When a load is complete, either side (loading or loaded) may need to find its own ApplicationDomain, or the other side's ApplicationDomain, for the purpose of calling ApplicationDomain.getDefinition(). Either side can retrieve a reference to its own application domain by using ApplicationDomain.currentDomain. The loading SWF file can retrieve a reference to the loaded SWF file's ApplicationDomain via Loader.contentLoaderInfo.applicationDomain. If the loaded SWF file knows how it was loaded, it can find its way to the loading SWF file's ApplicationDomain object. For example, if the child was loaded in the default way, it can find the loading SWF file's application domain by using ApplicationDomain.currentDomain.parentDomain.

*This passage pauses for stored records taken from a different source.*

PR #601, opened 2026-08-28
More UCC Features

ajay-mk:
## Changes
- Use Hamiltonian-matrix assembly for all UCC right-hand EOM equations, retaining per-block truncation ranks and scalar subtraction on diagonal blocks.
- Keep traditional CC on its existing connected `Hbar * R` path.
- Add `hbar_singles_comm_rank` to apply an additional singles-only similarity transform after the primary BCH expansion.
- Store the engine configuration as `CC::Options` and add `CC::with()` for constructing validated configuration variants.
- Reject orbital-optimized configurations that include singles and Bernoulli configurations that request the additional singles transform.
- Update the API documentation


SeQuant/domain/mbpt/models/cc.cpp
```diff
@@ -37,59 +37,69 @@ namespace sequant::mbpt {
...
-  if (hbar_expansion_ == HbarExpansion::Bernoulli && ansatz_ != Ansatz::U)
+CC::CC(size_t n, const Options& opts) : N(n), opts_(opts) {
+  if (opts_.hbar_expansion == HbarExpansion::Bernoulli &&
+      opts_.ansatz != Ansatz::U)
     throw Exception("CC: Bernoulli expansion requires the U ansatz");
-  if (unitary() && !hbar_comm_rank_)
+  if (opts_.hbar_expansion == HbarExpansion::Bernoulli &&
+      opts_.hbar_singles_comm_rank > 0)
+    throw Exception(
+        "CC: hbar_singles_comm_rank is not supported with Bernoulli");
```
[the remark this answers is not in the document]
ajay-mk: Fixed in [c537f7a](https://github.com/ValeevGroup/SeQuant/pull/601/commits/c537f7a9e9c627ae1b762ced50ffee21f9d0a03e)

evaleev (commented):
Review of the UCC EOM / `CC::Options` / Bernoulli changes. Six inline comments below, ordered by severity. The first two concern `hbar_singles_comm_rank` being applied in `hbar()` only, which makes the perturbed equations and the per-block EOM semantics inconsistent; the rest are test coverage and cleanup.

SeQuant/domain/mbpt/models/cc.cpp
```diff
@@ -37,59 +37,74 @@ namespace sequant::mbpt {
...
     return bernoulli::hbar(N, truncation, skip_singles());
 
   // for a non-unitary ansatz this is the cheaper connected-product form, which
   // is only equivalent to the commutator once the caller supplies operator
   // connectivity to ref_av (see lst_options() and the @warning on hbar())
-  return mbpt::lst(H(), T(N, skip_singles()), truncation, lst_options());
+  auto result = mbpt::lst(H(), T(N, skip_singles()), truncation, lst_options());
+
+  // Apply the optional singles-only transform after the primary BCH series.
+  if (opts_.hbar_singles_comm_rank > 0) {
```
evaleev, line 95: The σ1 wrap is applied here in `hbar()` only. `tʼ()` and `λʼ()` build `h1_bar` with a plain `lst(Hʼ, T(N), ...)`, and `rdm()` builds `lst(replacer, T(N), ...)` the same way, so with `hbar_singles_comm_rank > 0` Eq. 34's `h1_bar + [hbar, Tʼ]` mixes two different similarity transforms (e^{-σ1}e^{-σ}(·)e^{σ}e^{σ1} for H̄ vs e^{-σ}(·)e^{σ} for H̄ʼ), and `rdm()` silently ignores the option. Neither path throws.

Either propagate the wrap to every `lst` in the class (a small helper `similarity_transform(op, rank)` that does both steps would keep them in sync), or have `tʼ`/`λʼ`/`rdm` reject the option like the Bernoulli checks do.

SeQuant/domain/mbpt/models/cc.cpp
```diff
@@ -439,7 +455,7 @@ std::vector<ExprPtr> CC::eom_r_blocked(
   // Bernoulli H̄ is tensor-level, BCH H̄ operator-level; the bra/ket/vev trio
   // below must match it. Connectivity is empty either way, as everywhere on the
   // unitary path; only the operator-level vev forwards screen/use_topology.
-  const bool tensor_level = hbar_expansion_ == HbarExpansion::Bernoulli;
+  const bool tensor_level = opts_.hbar_expansion == HbarExpansion::Bernoulli;
 
   // One H̄ per distinct truncation order, reduced to its R part (Bernoulli only;
```
evaleev, line 463: Every per-block `hbar(k)` below also receives the σ1 wrap when `hbar_singles_comm_rank > 0`. The `eom_r` docs in `cc.hpp` promise that a rank-0 block is the bare Hamiltonian integrals, but with the option it becomes H + [H, σ1] (and the scalar subtracted on the diagonal is the vev of that). The `hbar()` docstring also never says the wrap is applied regardless of `truncation_rank`.

If this is intended, please document it in both places; either way a test combining the option with `block_ranks` would be good since nothing covers that path.

SeQuant/domain/mbpt/models/cc.cpp
```diff
@@ -411,26 +427,26 @@ container::svector<std::pair<std::int64_t, std::int64_t>> eom_manifolds(nₚ np,
...
   const auto K = manifolds.size();
   // `block_ranks` is read at i * K + j, so the ascending order above is what
-  // makes `{2,1,1,0}` mean SS, SD, DS, DD; empty means uniform hbar_comm_rank
+  // makes `{2,1,1,0}` mean SS, SD, DS, DD; empty means the configured H̄ rank,
+  // or the fourth commutator when no rank is configured.
   const std::vector<size_t> ranks =
-      block_ranks.empty() ? std::vector<size_t>(K * K, hbar_comm_rank().value())
-                          : block_ranks;
+      block_ranks.empty()
+          ? std::vector<size_t>(K * K, hbar_comm_rank().value_or(4))
```
evaleev: `hbar_comm_rank().value_or(4)` is unreachable here: `eom_r_ucc` is only entered for a unitary ansatz, and the constructor throws for a unitary ansatz without `hbar_comm_rank`. The comment above ("or the fourth commutator when no rank is configured") and the matching sentence in the private doc in `cc.hpp` describe a case that cannot occur. The previous `.value()` was the honest form.

SeQuant/domain/mbpt/models/cc.cpp
```diff
@@ -37,59 +37,74 @@ namespace sequant::mbpt {
...
   // is only equivalent to the commutator once the caller supplies operator
   // connectivity to ref_av (see lst_options() and the @warning on hbar())
-  return mbpt::lst(H(), T(N, skip_singles()), truncation, lst_options());
+  auto result = mbpt::lst(H(), T(N, skip_singles()), truncation, lst_options());
+
+  // Apply the optional singles-only transform after the primary BCH series.
+  if (opts_.hbar_singles_comm_rank > 0) {
+    auto opts = lst_options();
+    opts.skip_clone = true;
+    result = mbpt::lst(result, op::t(1), opts_.hbar_singles_comm_rank, opts);
```
evaleev: Nit: every other `lst` in this class spells the cluster operator via the `T(rank, skip_singles)` helper. `T(1, false)` here keeps the singles wrap in step with the primary expansion if that helper ever gains a wrapper.

tests/unit/test_mbpt_cc.cpp
```diff
@@ -268,9 +312,7 @@ TEST_CASE("mbpt_cc", "[mbpt/cc][valgrind_skip]") {
     REQUIRE(size(ip[0]) == 32);
     REQUIRE(size(ip[1]) == 11);
 
-    // one manifold means one block, whose <i|H̄|i> minus <0|H̄|0> is exactly the
-    // commutator the uniform path builds; the two assemble blocks by
-    // independent code, so this pins one against the other
+    // Explicit and default ranks agree for a single manifold too.
     const CC bch(2, {.ansatz = CC::Ansatz::U, .hbar_comm_rank = 2});
```
evaleev: Now that all UCC `eom_r` go through matrix assembly, this compares the same code path with itself: `eom_r(..., {2})` and `eom_r(...)` both run `eom_r_ucc`, so it no longer cross-checks the commutator form against the blocked form. The Bernoulli qUCCSD cases above pin term counts, but the BCH-UCC EOM output (whose semantics changed here, residual terms dropped) has no absolute check anywhere in this section; only uniform==blocked and mixed!=uniform. A `size()` check or `EquivalentTo` against an explicitly written expression for one small BCH block would catch e.g. a wrong sign on the diagonal scalar subtraction or a broken `i*K+j` mapping.

tests/unit/test_mbpt_cc.cpp
```diff
@@ -184,8 +229,7 @@ TEST_CASE("mbpt_cc", "[mbpt/cc][valgrind_skip]") {
     REQUIRE_THROWS_AS(CC(2, {.hbar_comm_rank = 2,
                              .hbar_expansion = CC::HbarExpansion::Bernoulli}),
                       Exception);
-    // only ranks 0..4 are implemented.
-    REQUIRE_THROWS_AS(bernoulli::hbar(2, 5, false), Exception);
+    REQUIRE_NOTHROW(bernoulli::hbar(1, 5, false));
```
evaleev: `bernoulli::hbar(1, 5, false)` builds a fifth-order Bernoulli H̄ (16 nested-commutator paths, up to five Wick commutators each) on every run, outside the `SEQUANT_SKIP_LONG_TESTS` guard, which runs against the PR's own "guard expensive UCC comparisons" goal. `nested_commutator_coefficients(5)` already exercises the recurrence at order 5 cheaply; if the no-throw check on `hbar` itself is wanted, it could move under the long-test guard.

SeQuant/domain/mbpt/models/cc.cpp
ajay-mk: The singles-wrap option is intended for unitary $\bar H$ only. t′ and rdm now reject it and λ′ is already restricted to traditional CC. 4104e56cd

SeQuant/domain/mbpt/models/cc.cpp
ajay-mk: Restored .value() and removed the fallback wording in 8a2de4206

SeQuant/domain/mbpt/models/cc.cpp
ajay-mk: Fixed in f1b20d986.

SeQuant/domain/mbpt/models/cc.cpp
ajay-mk: Documented the rank-0 behavior in 8a2de4206. Each block calls `hbar(k)`, where the singles wrap is already tested, so I did not add a separate test.

tests/unit/test_mbpt_cc.cpp
ajay-mk: Removed the self-comparison in 4e7409cab.

tests/unit/test_mbpt_cc.cpp
ajay-mk: Removed the full fifth-order `bernoulli::hbar` check in 3a3819042. The order-5 coefficient check remains.

ajay-mk:
This should be good to go now

evaleev (approved):

PR #613, opened 2026-09-12
Batched array DAG evaluation (phase 1)

evaleev:
Phase 1 of batched array DAG evaluation for factorized CC equations.

The batched forest evaluator walks each root's binary tree and realizes batching by replaying a whole subtree once per slice of the batched index, with a node cache as the only link between roots and between slices. The DAG evaluator instead treats all roots as one DAG of distinct values, has the cost-model DP choose per value where in the nest of batch loops it is built (its home) so that a memory peak bound is met, compiles that into an explicit ordered schedule (a table of cells with loop nests, slice reads and scatter/sum assembles), and executes the table: every value is built once at its home level and consumers read slices of it, so cross-root and cross-slice sharing survives batching and the peak is set by loop placement rather than by replay.

What this adds (see `doc/dev/specs/2026-09-12-batched-array-dag-eval-as-built.md` for the as-built design):

- `optimize/cost_model.hpp`: batched DP over ordered cells with per-node external loop opens and bound-persistence charge; perf-first `(peak, flops, nsl)` frontier.
- `eval/peak_profile.hpp`, `lifetime_mask.hpp`, `legality.hpp`: loop identity (`compute_dag_boulevard`), per-occurrence facts, value identity (`value_key`), legality analysis.
- `eval/ordered_schedule.hpp`, `cell_table.hpp`, `cell_table_builder.hpp`: ordered schedule builder, explicit cell table with validator.
- `eval/ordered_executor.hpp`, `cell_registry.hpp`: table-driven executor (`compute_cell` reads operands through the table, `apply_one_op`, Sum/Scatter assembles, per-block scope guard for the backend's sparse-shape threshold).
- `eval/backends/dryrun/`: dry-run backend and metered walk/report.
- `eval/ordered_dump.hpp`: environment-gated diagnostics, documented in one place.
- Unit fixtures: dense, sparse and nested-tensor batched evaluation, dry-run walk/report, schedule and table gates.

Replaces #583 (same work, cleaned: whole-scope executor, cost-profile predictor, root-seed/cascade placement, `order_aware_recompute`/`node_level_placement`, placement router and remat removed; `CacheManager::store` -> `store_and_access`; `stamp_lifetime_masks` in `sequant::eval`). Kept for now: the batched forest descent (`BatchScheduler::forest_descent`).

Pins: TiledArray `1654b57b7` and BTAS `52aadfe54` (inherited from master through #616; the branch originally bumped TiledArray to `58acda635`, an ancestor). Companion mpqc4 PR: ValeevGroup/mpqc4#806 (merge order: this PR first, then mpqc4 repins to SeQuant master).

### Review-driven changes (after the initial squash)

- c75136d6b: a dry-run scatter block that neither appends nor prepends to the current coverage throws `sequant::Exception` regardless of the assertion policy; `LoopKey::color()` (12-bit packed slot, could collide) replaced by `std::hash<LoopKey>`; the ordered prepasses in `peak_profile.hpp`, `lifetime_mask.hpp`, `legality.hpp`, `value_node_map.hpp` walk with explicit stacks instead of recursion; value cells are bucketed by hash and confirmed structurally (`same_value`), with schedule-unique salted keys re-stamped onto the nodes, so a 64-bit collision cannot merge two values into one cell.
- f07a11696: the value-cell split propagated through the rest of the ordered path; `FullBinaryNode::size()` cached instead of recursive; the volatility walks in `meter.hpp` and `cache_manager.hpp` made iterative.
- f0b64c9e4: the value->node bridges hold forest nodes by pointer instead of copying subtrees (a 2000-node spine went from 13 GB RSS to 0.4 GB; real water-20 schedules -10%); move-assignment refreshes the source's cached size chain; range-yields-references `static_assert`s; the remaining four recursive walks in `eval.hpp` (incl. `subtree_any` on the ordered path) made iterative.
- b910a0ca7, 4990d8977: the test-side production-site check compares against `detail::collect_production_ids` (the notion `well_formed` uses: BuildSteps plus block outputs, so Reduction/LoopCarried values are not miscounted); self-move-assignment of a node is a no-op; three deep copies of the forest root list on the live path replaced by pointer lists; a test helper walks forest trees first-to-last.
- 7f253607d: dry-run roofline traffic = |left| + |right| + |result| (was left + a constant).
- b29c6e2f8, 8882d7e09: default member initializers on the optional `std::function`/`std::optional` fields that aggregate and designated initializers omit (`PeakModel`/`PeakBatchedModel`/`CostParams`/`OptimizeOptions::inner_pow`, `EvalStat::mem_left/right`, `Read::invariant_on`); GCC's `-Wmissing-field-initializers` reports these under master's `-Werror` while clang does not, verified by a g++ `-fsyntax-only` sweep of all 116 translation units.
- Master merged in twice rather than rebased (e13146fd1: #595 optimization flags, two test-file conflicts; e9009ae5a: #616 assert-policy seeding, pin conflict), so the commit shas cited in the review threads stay valid.

### Node identity vs evaluation order (CSE comparator; f1b83fbc1, 4b965902c)

Evaluation order stays exactly as the DP/binarizer emits it: cost, and peak memory in particular, is order-dependent, so the schedule has to be order-dependent and the tree is never permuted. Node identity, on the other hand, must not read that order. A Product node's children are therefore compared through a canonical view: `canonical_children(n)` returns the two children ordered by `canonical_operand_cmp`, which is O(1): a scalar operand sorts last (matching how `binarize` builds a `scalar * tensor` node), then ascending node id (the operand-order-independent `EvalExpr` hash), and a tie resolves to the emitted order. It reads only the two nodes' already-computed data. `TreeNodeEqualityComparator` compares `canonical_children(lhs)` against `canonical_children(rhs)` pairwise, one recursion per child, so the comparison is linear, unconditionally; nothing is reordered and nothing is cached on the node. This replaces the earlier unordered either-pairing match (exponential in product depth).

Resolving a node-id tie any other way was wrong: a fallback to a full equality comparison of the operand subtrees (as in f1b83fbc1) runs at every visit and makes the comparator T(n) = 4 T(n/2) = O(n^2) once hash-equal operands nest (a `t2 * t2` self-contraction reaches it); 4b965902c deletes it. Returning 0 is right for the case that occurs: two operands that are one value have one node id, either order is canonical for them, and an ordered comparison of two swapped spellings succeeds either way. The only other way to reach the tie is a 64-bit collision between distinct values, where the cost is a missed fold (two cache entries instead of one), never a wrong one, since equality still compares both subtrees in full.

The same reasoning applies to the value key the batched DAG scheduler derives from a node and its operands' keys: it combined the operand keys in emitted order and so did not fold swapped spellings even where the node cache did. Combining them in ascending order for Product nodes removes 10 duplicate builds from the water-20 aux+occ DAG schedule (1542 -> 1532 cold, 1286 -> 1276 warm). Evidence that the fold is right, since fewer builds alone proves nothing: `[w20-auxocc-walk]`, the strict dry-run walk over that schedule with lobound, range and fill-once checks in an assert-live build; a water-20 (aux-c/occ-e/occ-c batched CSV-CCSD) wet run is the end-to-end check: at a TA sparse-shape threshold of 1e-10, occ batch 8 and occ batch 16 converge to -5.010110275693 and -5.010110275767, i.e. batch-size independent to 7e-11 (at 1e-8 they differ by 6e-8 and sit 3e-6 above, so the screening threshold, not the batching, is what moves the energy). An unbatched water-20 reference does not fit the box, so losslessness is judged by batch-size independence; occ batch 8 peaks at 33 GB against 61 GB for batch 16. The water-8 and he10 wet gates fold nothing and are regression gates only. The generated NEVPT2 ITF is byte-identical: the export path keys CSE off `TreeNodeHasher` + `TreeNodeEqualityComparator` and never computes a DAG value key, and the canonical view folds a subset of what the unordered match folded, so export CSE lost nothing.


evaleev:
@Krzmbrzl would you please numerically verify if regenerated nevpt2 exports are correct? These are the only failing cases at the moment: https://github.com/ValeevGroup/SeQuant/actions/runs/34776721253/job/103776060655?pr=613#step:14:741

Krzmbrzl:
Why have they changed again? I thought we sorted the symmetry thing out 👀

But yeah, will do

evaleev:
For the nevpt2 verification: this is not the symmetry change again. The only mechanism behind the fixture diff is the CSE comparator: `TreeNodeEqualityComparator` (`SeQuant/core/eval/eval_node_compare.hpp`, ~line 136, from c3b2c07a1) now treats a `Product` node's two operands as commutative, so `(DF:Faa * Ym1:aa) * DF:Faa`, which the binarizer emits in one operand order inside R1 and the opposite order in the CSE shared by R2u/R2, hashes and compares equal. Previously it was two values (`CSE25:aa[vw]` for the R2 pair, an inline `I:aa[ux]` in R1); now it is one `CSE7:aa[ux]` with three uses, hoisted to the earliest consumer, and every later CSE renumbers.

Net effect on the emitted ITF: one fewer alloc, contraction and load, two fewer drops, same 65 stores and 49 CSE statements, no term added or removed, no coefficient changed; 22 of the 24 diff hunks are pure renumbering. Disabling only that commutative branch reproduces the old output byte for byte. The diff hunks with the mapping are in the PR branch's ctest output (`utilities/external-interface/examples/nevpt2_v2_cse_merged.itfaa` next to the `.expected`).

SeQuant/core/eval/eval_node_compare.hpp
```diff
@@ -51,77 +56,121 @@ struct TreeNodeEqualityComparator {
...
+      if (lhs->op_type() && *lhs->op_type() == EvalOp::Product) {
+        bool const in_order = (*this)(lhs.left(), rhs.left()) &&
+                              (*this)(lhs.right(), rhs.right());
+        bool const swapped = (*this)(lhs.left(), rhs.right()) &&
+                             (*this)(lhs.right(), rhs.left());
+        if (!in_order && !swapped) {
+          return false;
+        }
+        return true;
       }
```
Krzmbrzl: To me it seems that doing things this way make the calls _really_ expensive. This now scales exponentially for every factor in a product.

The better fix would be to ensure that the assumption of the previously existing implementation actually holds. That is, equations must not be factored as AB in one place and BA in another.

Presumably, this requires tweaking with how we do comparisons. Using hashes makes for a nifty optimization but also makes it hard to impossible to get any specific order. A change in the comparison philosophy could also address #614. My proposal would be to do deep comparison when doing operator<=> and only use the hash-based shortcut for equality comparison. Given that the latter is the most frequent anyway, this should retain most of the performance boost whilst giving us a predictable and controllable sort order.

Krzmbrzl (changes requested):

SeQuant/core/eval/eval_node_compare.hpp
evaleev: You're right, and the first version of the fix was still wrong on exactly the point you raised, so thank you for pushing on it. Two commits, f1b83fbc1 and 4b965902c.

Evaluation order stays exactly as the DP/binarizer emits it (cost, and peak in particular, is order-dependent, so the schedule has to be); what was wrong is that node identity was reading that order. A Product node's children are now compared through a canonical view (`canonical_children`, ordered by an O(1) key: scalar last, then ascending node id, ties keep emitted order), and the comparator compares the two views pairwise, one recursion per child, so it is linear unconditionally; nothing is reordered or cached on the node. The value key the DAG scheduler derives gets the same treatment. Details, the O(n^2) trap the first version had, and the evidence for the extra folds are in the PR description under "Node identity vs evaluation order".

Could you take another look?

SeQuant/core/eval/backends/dryrun/result.hpp
```diff
@@ -0,0 +1,881 @@
...
+    } else {
+      auto& lohi = it->second;
+      bool const append = block_lo == lohi.second;
+      bool const prepend = block_hi == lohi.first;
+      SEQUANT_ASSERT(append || prepend);
+      if (append)
+        lohi.second = block_hi;
+      else
+        lohi.first = block_lo;
+    }
```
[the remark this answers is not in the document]
evaleev: Fixed in c75136d6b: a scatter block that neither appends nor prepends to the current coverage (gap or overlap) now throws sequant::Exception, independent of the assertion policy.

SeQuant/core/eval/dag_scope.hpp
```diff
@@ -0,0 +1,107 @@
...
+
+  /// \brief A single opaque color encoding the FULL loop identity (\c depth AND
+  /// \c loop_slot), for use where one \c std::size_t must distinguish loops:
+  /// \c ordered_n_batches_by_loop (one batch count PER LOOP, not per
+  /// loop-group -- two members of one group are DISTINCT loops with distinct
+  /// batch counts; see ordered_executor.hpp). Keying on \c depth alone would
+  /// conflate same-group sibling loops. (\c loop_slot < 4096 in every
+  /// realized schedule.)
+  [[nodiscard]] std::size_t color() const {
+    return (depth << 12) | static_cast<std::size_t>(loop_slot);
```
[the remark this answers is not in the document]
evaleev: Fixed in c75136d6b: color() is gone; ordered_n_batches_by_loop() and the other loop-keyed tables key on LoopKey itself through std::hash<LoopKey> (full-width fields, no packing), so slot numbering is unbounded without collisions.

SeQuant/core/eval/peak_profile.hpp
```diff
@@ -0,0 +1,1223 @@
...
+    }
+
+    if (detail::dump_enabled("SEQUANT_DUMP_OPENS") &&
+        !n->batch_loops_opened_here().empty())
+      detail::dump_opens(n);
+
+    container::svector<std::size_t> child_recs;
+    if (!n.leaf()) {
+      child_recs.push_back(self(self, n.left(), child_ectx, child_opener));
+      child_recs.push_back(self(self, n.right(), child_ectx, child_opener));
```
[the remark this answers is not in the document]
evaleev: Fixed across c75136d6b (this prepass plus the analogous walks in lifetime_mask.hpp, legality.hpp, value_node_map.hpp), f07a11696 (meter.hpp, cache_manager.hpp, the volatility walks; FullBinaryNode::size() now cached instead of recursive) and f0b64c9e4 (the four remaining recursive walks in eval.hpp, including subtree_any on the ordered path). All are explicit-stack traversals now; a hidden N=20000 spine test in test_peak_profile.cpp exercises the ordered prepasses, and the value->node bridges hold forest nodes by pointer (f0b64c9e4), which took the same spine from 13 GB RSS to 0.4 GB.

SeQuant/core/eval/peak_profile.hpp
```diff
@@ -0,0 +1,1223 @@
...
+      for (std::size_t pre : r.ectx_opener)
+        o.ectx_opener_point.push_back(pre_to_point.at(pre));
+      o.contracted_batched = r.contracted_batched;
+      o.opens = r.opens;
+      o.operand_points = r.operand_points;
+      o.loop_slot = r.loop_slot;
+      o.reduced_slot = r.reduced_slot;
+      return o;
+    };
+    auto const it = hash_to_cell.find(r.key);
```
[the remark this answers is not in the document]
evaleev: Fixed in c75136d6b (propagated through the rest of the ordered path in f07a11696): value grouping now buckets by hash and confirms membership structurally (same_value), so two distinct values with colliding hashes get distinct cells; the cells carry schedule-unique salted keys that are re-stamped onto the nodes, and b910a0ca7 adds a test-side check that every non-leaf cell has exactly the production sites the schedule's own well-formedness rules require.

evaleev:
Merged master (4112eb6c0) into this branch as e13146fd1 rather than rebasing, so the commit shas cited in the review threads stay valid. Two test-file conflicts resolved; master's -Werror on the unit tests (#595) needed a default member initializer on PeakModel/PeakBatchedModel::inner_pow plus three test-only cleanups (details in the merge commit message). RelWithDebInfo build clean, unit suite green (318143 assertions / 296 cases).

SeQuant/core/eval/eval_node_compare.hpp
```diff
@@ -23,11 +30,95 @@ struct TreeNodeHasher {
...
+/// subtrees in full and rejects a mismatch. Resolving such a collision instead
+/// would mean comparing the operand subtrees here, and a full comparison per
+/// visit turns the comparator quadratic on nested hash-equal operands (a
+/// `t2 * t2` self-contraction is enough): T(n) = 4 T(n/2). Keeping this O(1)
+/// is what makes the comparator provably linear.
+///
+/// \return <0 if \p a belongs first, >0 if \p b does, 0 if the two are
+///         interchangeable (read them in the order they were emitted).
+template <typename TreeNode>
+int canonical_operand_cmp(TreeNode const &a, TreeNode const &b) {
```
Krzmbrzl: This should be `operator<=>` returning one of the canonical comparison types (e.g. `std::strong_ordering`)

SeQuant/core/eval/eval_node_compare.hpp
```diff
@@ -51,77 +142,135 @@ struct TreeNodeEqualityComparator {
...
+      }
 
-    if (lhs->type_id() != rhs->type_id()) {
-      return false;
-    }
+      // Cheapest discriminator first: hash::value is the EvalExpr's cached
+      // node id (a load), size() the subtree's cached node count (also a load
+      // now, see FullBinaryNode::size_ -- it used to WALK the subtree, which
+      // made every probe of a structurally-keyed map over a deep tree
+      // quadratic in tree size). Both are necessary conditions, so the order
```
Krzmbrzl: You should review all your comments and remove explanations of what used to be the case in favor of only stating what is. Explanations on the used-to state should be part of the commit message but it doesn't help anyone making sense of current code that isn't familiar with the old code (and hence is unlikely to be helpful as an in-code comment)

SeQuant/core/eval/eval_node_compare.hpp
```diff
@@ -51,77 +142,135 @@ struct TreeNodeEqualityComparator {
...
+      // The recursive child comparison is still REQUIRED and is NOT redundant
+      // with the graph check above: the connectivity graph encodes only the
+      // immediate two factors' connectivity, not each factor's recursive
+      // build, so two products with the same immediate graph but different
+      // sub-values must still be told apart. Product operand subtrees are
+      // bounded in depth (a contraction of a fixed set of factors), so they
+      // stay recursive.
+      if (lhs->op_type() && *lhs->op_type() == EvalOp::Product) {
+        auto const [lfirst, lsecond] = canonical_children(lhs);
+        auto const [rfirst, rsecond] = canonical_children(rhs);
```
Krzmbrzl:
```suggestion
        const auto &[lfirst, lsecond] = canonical_children(lhs);
        const auto &[rfirst, rsecond] = canonical_children(rhs);
```

evaleev: I don't think this does anything since canonical_children returns a pair of refs: https://godbolt.org/z/e9esvafhd

Krzmbrzl: It doesn't but it makes it more obvious that these variables are in fact references

SeQuant/core/eval/eval_node_compare.hpp
evaleev: Done in 635f0f6af: canonical_operand_cmp returns std::strong_ordering (scalar operand greater, then by node id, equal on a tie), and canonical_children orders on it.

SeQuant/core/eval/eval_node_compare.hpp
evaleev: Applied in 635f0f6af.

SeQuant/core/eval/eval_node_compare.hpp
evaleev: Agreed. Done for this file in 635f0f6af and, since the same habit was all over the branch, for every file the branch touched in 393455c45, cad640767 and e9183bda6: comments now state what the code does and why, with no references to earlier arrangements, removed components, commit shas or review rounds; the history stays in the commit messages. The same pass also aligned the Doxygen style with each file's existing convention and dropped emphasis by capitals.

If you are loading a SWF file using SWFLoader that comes from a different domain (a different server) than the loading SWF file, the secuirty domain decision will be made based on trustContent property on the SWFLoader object. If the trustContent property is set to be true, Flex will place the loaded SWF file into the same security domain as the loading SWF file. Otherwise, the loaded SWF file will be placed in its "natural" security domain, which is different from that of the loading SWF file. If trustContent property is set to be false and the loaded SWF file is placed into the same security domain as the loading SWF file, it also set the application domain to be child of the loader's application domain which allows the loaded SWF file to use the parent's classes directly. If any of the settings violate security restrictions, an securityError can be thrown.


Module files can be loaded over HTTP or from the local file system at runtime. However, a Flex module must be in the same security domain as the application (SWF) that loads it. For example, if the loading SWF is in a remote security domain, the loaded module will be placed in the same security domain as the loading SWF file; otherwise, ModuleLoader didn't set the securityDomain property in the LoaderContext. By default, modules are loaded into the child of the current application domain. You can specify a different application domain by using the applicationDomain property of the ModuleLoader class.

When you're using modules in an AIR application any module SWF must be located in the same directory as the main application SWF or one of its subdirectories, which ensures that like the main application SWF, the module SWF is in the AIR application security sandbox.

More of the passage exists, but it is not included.